Jelas saja, siapa pun orangnya, jika disuruh memilih antara aku dan kak Alice. Tanpa berpikir panjang, pasti orang itu akan memilih kak Alice dan menolak diriku secara mentah-mentah serta terang-terangan yang seperti kak Gasta lakukan kepadaku.
"Maaf ya, Gasta jadi ninggalin lo karena mau ngantarin gue pulang." kata kak Alice memasang ekspresi bersalah.
Aku tertawa miris di dalam hati. Ternyata benar dugaanku, kak Gasta meninggalkanku demi mengantarkan kak Alice pulang.
Rasanya sakit, hatiku kembali ditusuk dengan belati yang begitu tajam.
Aku tersenyum tipis. "Nggak papa kok Kak, gue juga bawa motor, jadi bisa pulang sendiri."

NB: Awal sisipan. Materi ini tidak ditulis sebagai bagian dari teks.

PR #1618, opened 2023-09-03
Fix typo in nf-winnls-lcmapstringex.md

ericmutta:
In the "Return value" section, the first paragraph already talks about what is returned when the function is used for string mapping. The second paragraph intended to say what is returned when the function is used to generate a sort key, but repeated the words for the string mapping scenario.


Karl-Bridge-Microsoft (approved):

ericmutta:
Many thanks for following up @Karl-Bridge-Microsoft :+1:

Kak Alice lagi-lagi tersenyum dan mengangguk-anggukkan kepalanya sembari menyelipkan anak rambutnya ke belakang telinga. Tanpa sadar bibirku sedikit terbuka, aku menatap penuh kagum kecantikan kak Alice yang tiada tara.
"Kenapa?"
"Ha?" sahutku tersadar dan menatap kak Alice kaget.
"Ada yang salah ya? Kenapa lo natapin gue gitu?" tanya kak Alice kebingungan.

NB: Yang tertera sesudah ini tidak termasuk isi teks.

PR #1622, opened 2023-09-07
SetCurrentDirectoryW does not support \\?\ prepended path that exceed MAX_PATH

cts-davean:
SetCurrentDirectoryW fails with ERROR_FILENAME_EXCED_RANGE when called with a path prepended with \\?\ and exceeds MAX_PATH. Confirmed this behavior on Windows 7 - Windows 11 with a test application and code inspection.

The current version of the documentation states that you can prepend the path with \\?\ to bypass the MAX_PATH limitation.


GrantMeStrength:
thanks!

PR #1633, opened 2023-09-23
Update nf-projectedfslib-prjstartvirtualizing.md

gtworek:
Initialization with PrjCommandCallbacksInit is not possible and not required.


GrantMeStrength (commented):
Thanks!

PR #1636, opened 2023-09-26
Improved AclSize description to mention the potential unused memory

gaogaotiantian:
There's no guarantee that `AclSize == sizeof(ACL) + getsize(ACEs)`. It's possible that there is allocated but unused memory in the ACL. We should mention that because people are making false assumptions on it.


sdk-api-src/content/winnt/ns-winnt-acl.md
```diff
@@ -66,7 +66,7 @@ Specifies a zero byte of <a href="/windows/desktop/SecGloss/p-gly">padding</a> t
 
 ### -field AclSize
 
-Specifies the size, in bytes, of the ACL. This value includes both the <b>ACL</b> structure and all the ACEs.
+Specifies the size, in bytes, of the ACL. This value includes the <b>ACL</b> structure, all the ACEs and the potential unused memory.
```
alvinashcraft:
```suggestion
Specifies the size, in bytes, of the ACL. This value includes the **ACL** structure, all the ACEs, and the potential unused memory.
```

I think it sounds OK with "the". I added a comma, and I also try to update any HTML formatting to markdown when I make updates to docs.

alvinashcraft (approved):

PR #1639, opened 2023-10-02
Fix incorrect links in STACKFRAME64 documentation

jeremy-rifkin:
A number of links on https://learn.microsoft.com/en-us/windows/win32/api/dbghelp/ns-dbghelp-stackframe64 link to the 32-bit version of what they are talking about rather than the 64-bit version.


Karl-Bridge-Microsoft (approved):

jeremy-rifkin:
Thanks for the lightning fast response :)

"Eumm .... " aku menggigit pelan bibir bawahku. "Kak Alice cantik." ujarku memuji kak Alice jujur.
Kak Alice tertawa pelan, bahkan suara tawanya pun sangat merdu dan membuat candu. Pantas saja kak Alice terkenal dengan vokalnya dan memenangkan kompetisi nasional bahkan sudah sampai ke ajang internasional. "Gue udah biasa dipuji gitu," kata kak Alice dan tersenyum.
"Oh, gitu ya." sahutku dan mencoba untuk mengartikan ekpresi kak Alice yang kini terlihat sedikit angkuh. Namun sepertinya, hanya aku yang salah menilai arti ekspresi itu. Mana mungkin gadis sebaik dan secantik kak Alice memiliki sikap angkuh.

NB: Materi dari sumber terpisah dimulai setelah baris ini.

PR #1640, opened 2023-10-03
[RemoveDirectoryW] clarify removes junction itself, target directory not affected

glenn-slayden:
The existing text has a couple confusions in it. Since the "state of the target" directory is essentially unrelated to the `RemoveDirectory` operation when the specified path refers to a directory junction, it was unclear what the point of the paragraph was at all. Namely, it was trying to point out that there is a special case for behavior that is detailed elsewhere on the page--but without clearly indicating exactly which behavior it was modifying.

So one was left wondering and worrying about why the target directory is being mentioned at all, for the case of deleting a junction.

My goal here is primarily to assure developers that, indeed, `RemoveDirectory` will *not*--and in fact, *never*--delete the target directory and its contents when removing a directory junction, The previous text seemed to raise the spectre of the opposite.

Please feel free to review, edit, or discard my attempt to remedy this.

### DIFF
--- a/sdk-api-src/content/fileapi/nf-fileapi-removedirectoryw.md
+++ b/sdk-api-src/content/fileapi/nf-fileapi-removedirectoryw.md
@@ -93,7 +93,7 @@ To recursively delete the files in a directory, use the
 
 <b>RemoveDirectory</b> can be used to remove a directory junction. Since the target directory and its contents 
     will remain accessible through its canonical path, the target directory itself is not affected by removing a 
-    junction which targets it. For this reason, when <b>lpPathName</b> refers to a directory junction, 
+    junction which targets it. For this reason, when <i>lpPathName</i> refers to a directory junction, 
     <b>RemoveDirectory</b> will remove the specified link regardless of whether the target directory is 
     empty or not. For more information on junctions, see 
     <a href="/windows/desktop/FileIO/hard-links-and-junctions">Hard Links and Junctions</a>.
--- a/sdk-api-src/content/fileapi/nf-fileapi-removedirectoryw.md
+++ b/sdk-api-src/content/fileapi/nf-fileapi-removedirectoryw.md
@@ -91,9 +91,11 @@ The <b>RemoveDirectory</b> function marks a directory for
 To recursively delete the files in a directory, use the 
     <a href="/windows/desktop/api/shellapi/nf-shellapi-shfileoperationa">SHFileOperation</a> function.
 
-<b>RemoveDirectory</b> removes a directory junction, even 
-    if the contents of the target are not empty; the function removes directory junctions regardless of the state of 
-    the target object. For more information on junctions, see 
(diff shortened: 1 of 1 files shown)


sdk-api-src/content/fileapi/nf-fileapi-removedirectoryw.md
```diff
@@ -91,9 +91,11 @@ The <b>RemoveDirectory</b> function marks a directory for
 To recursively delete the files in a directory, use the 
     <a href="/windows/desktop/api/shellapi/nf-shellapi-shfileoperationa">SHFileOperation</a> function.
 
-<b>RemoveDirectory</b> removes a directory junction, even 
-    if the contents of the target are not empty; the function removes directory junctions regardless of the state of 
-    the target object. For more information on junctions, see 
+<b>RemoveDirectory</b> can be used to remove a directory junction. Since the target directory and its contents 
+    will remain accessible through its canonical path, the target directory itself is not affected by removing a 
+    junction which targets it. For this reason, when <b>lpPathName</b> refers to a directory junction,
```
alvinashcraft:
```suggestion
    junction which targets it. For this reason, when <i>lpPathName</i> refers to a directory junction, 
```

Minor change to use italics for params

sdk-api-src/content/fileapi/nf-fileapi-removedirectoryw.md
```diff
@@ -91,9 +91,11 @@ The <b>RemoveDirectory</b> function marks a directory for
...
 
-<b>RemoveDirectory</b> removes a directory junction, even 
-    if the contents of the target are not empty; the function removes directory junctions regardless of the state of 
-    the target object. For more information on junctions, see 
+<b>RemoveDirectory</b> can be used to remove a directory junction. Since the target directory and its contents 
+    will remain accessible through its canonical path, the target directory itself is not affected by removing a 
+    junction which targets it. For this reason, when <b>lpPathName</b> refers to a directory junction, 
+    <b>RemoveDirectory</b> will remove the specified link regardless of whether the target directory is 
+    empty or not. For more information on junctions, see 
     <a href="/windows/desktop/FileIO/hard-links-and-junctions">Hard Links and Junctions</a>.
```
alvinashcraft:
```suggestion
    <a href="/windows/win32/FileIO/hard-links-and-junctions">Hard Links and Junctions</a>.
```
Update href to avoid a redirect (while we're in here making changes).

alvinashcraft (commented):
These changes look good. Thanks for making the docs clearer. I added a couple of minor suggestions to the section, but the wording looks good to me.

glenn-slayden:
Do these changes need to be propagated to `RemoveDirectoryA` as well? If so, sorry that I did not do that.

alvinashcraft (approved):
This looks good. Thanks for thinking about RemoveDirectoryA. I'll take care of making the same updates in that topic today.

"Btw makasih ya pujiannya, semua perempuan cantik kok."
Benar dugaanku, bahwa aku yang salah menilai ekpresi kak Alice tadi. Lihat saja apa yang baru dia katakan, kak Alice bahkan tidak terbang saat dipuji.
"Iya Kak, sama-sama."
Beberapa detik setelah aku menyahuti ucapan kak Alice, tidak lama kemudian kak Gasta yang semula berada di belakang mobil kini berjalan ke arah kami.
"Ini, makasih." kata kak Gasta sembari menyerahkan ponselku ke arahku.
Aku menerima ponselku dan menatap kak Gasta. "Sama-sama, Kak Gasta." sahutku dan hanya tersenyum tipis karena pipiku masih sakit dan aku juga sedang mengenakan helm di kepala.
Suasana tiba-tiba menjadi canggung, aku dan kak Gasta saling bertatapan satu sama lain. Sedangkan kak Alice memandangi jalanan yang sepi dengan mata yang berputar menatap sekeliling.
Pikiran kotor itu kembali, pertanyaan apa yang dilakukan oleh kak Gasta dan kak Alice di dalam mobil sejak tadi dan sebelum aku datang kini memenuhi isi kepalaku. Selain itu, saat melihat baju kak Alice yang sedikit berantakan membuat pikiranku semakin berkelana.
Tidak, tidak mungkin sosok wanita cantik dan lelaki tampan seperti kak Alice dan kak Gasta melakukan hal yang tidak senonoh di dalam mobil itu. Ini hanya prasangka buruk, aku tidak boleh berpikiran buruk tentang orang lain.
"Ngapain masih di sini?"
Pertanyaan yang tiba-tiba terdengar keluar dari mulut kak Gasta membuatku mengerjap polos. "Ha?" sahutku seperti orang bodoh.
"Urusan gue sama lo udah selesai, ngapain lo masih di sini?" tanya kak Gasta sekali lagi dengan wajah datarnya dan tatapan tajamnya yang begitu menusuk.
Aku membisu.
Setelah tidak membutuhkanku lagi, kini kak Gasta mengusirku begitu saja?
Memang benar, tidak ada hal yang perlu aku lakukan lagi di sini karena kak Gasta sudah tidak membutuhkanku lagi. Tetapi, aku tidak ingin hal-hal yang seharusnya tidak terjadi akan terjadi setelah aku pergi.
Tidak ada yang tahu isi hati dan pikiran seseorang selain Tuhan, tetapi hasutan setan bisa datang kapan saja, kan? Maka dari itu, kak Gasta dan kak Alice tidak boleh berduaan.
Aku akan tetap di sini menemani kak Gasta dan kak Alice sampai montir datang. Walau pun kak Gasta mengusirku dengan kasar, dan badanku sudah lelah dan letih, tetapi aku akan tetap di sini.
Demi apa? Ya demi menjaga calon jodohku agar tidak disentuh orang lain.